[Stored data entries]
┄┄┄┄┄┄┄┄┄┄

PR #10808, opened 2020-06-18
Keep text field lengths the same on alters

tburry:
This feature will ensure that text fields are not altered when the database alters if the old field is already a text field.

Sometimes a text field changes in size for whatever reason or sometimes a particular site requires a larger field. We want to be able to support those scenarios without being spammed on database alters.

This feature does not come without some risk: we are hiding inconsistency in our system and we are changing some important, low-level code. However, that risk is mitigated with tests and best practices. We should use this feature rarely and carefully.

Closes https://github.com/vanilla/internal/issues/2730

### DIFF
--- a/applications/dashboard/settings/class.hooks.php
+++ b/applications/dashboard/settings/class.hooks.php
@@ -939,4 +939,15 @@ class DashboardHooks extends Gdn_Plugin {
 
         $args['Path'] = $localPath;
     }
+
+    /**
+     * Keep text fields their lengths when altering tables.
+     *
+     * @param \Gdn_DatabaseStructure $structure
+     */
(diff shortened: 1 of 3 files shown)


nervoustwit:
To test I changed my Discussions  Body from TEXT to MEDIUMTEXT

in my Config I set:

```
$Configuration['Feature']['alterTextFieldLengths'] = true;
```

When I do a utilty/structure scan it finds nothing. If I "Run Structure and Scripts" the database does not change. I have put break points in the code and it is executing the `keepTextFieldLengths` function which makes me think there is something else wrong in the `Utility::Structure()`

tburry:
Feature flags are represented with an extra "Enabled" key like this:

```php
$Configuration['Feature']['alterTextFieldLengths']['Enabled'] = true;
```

┄┄┄┄┄┄┄┄┄┄

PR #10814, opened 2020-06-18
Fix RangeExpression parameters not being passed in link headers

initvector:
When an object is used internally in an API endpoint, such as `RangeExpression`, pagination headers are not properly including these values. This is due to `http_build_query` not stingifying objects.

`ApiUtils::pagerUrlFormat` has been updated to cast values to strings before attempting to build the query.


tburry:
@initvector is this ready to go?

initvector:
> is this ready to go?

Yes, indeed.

┄┄┄┄┄┄┄┄┄┄

* TASK ITEM
Using the entries above, output exactly the lines between the line holding "PR #10808, opened 2020-06-18" and the line holding "This feature will", end lines included, and nothing more.

* SOLVED EXERCISE
PR #10808, opened 2020-06-18
Keep text field lengths the same on alters

tburry:
This feature will ensure that text fields are not altered when the database alters if the old field is already a text field.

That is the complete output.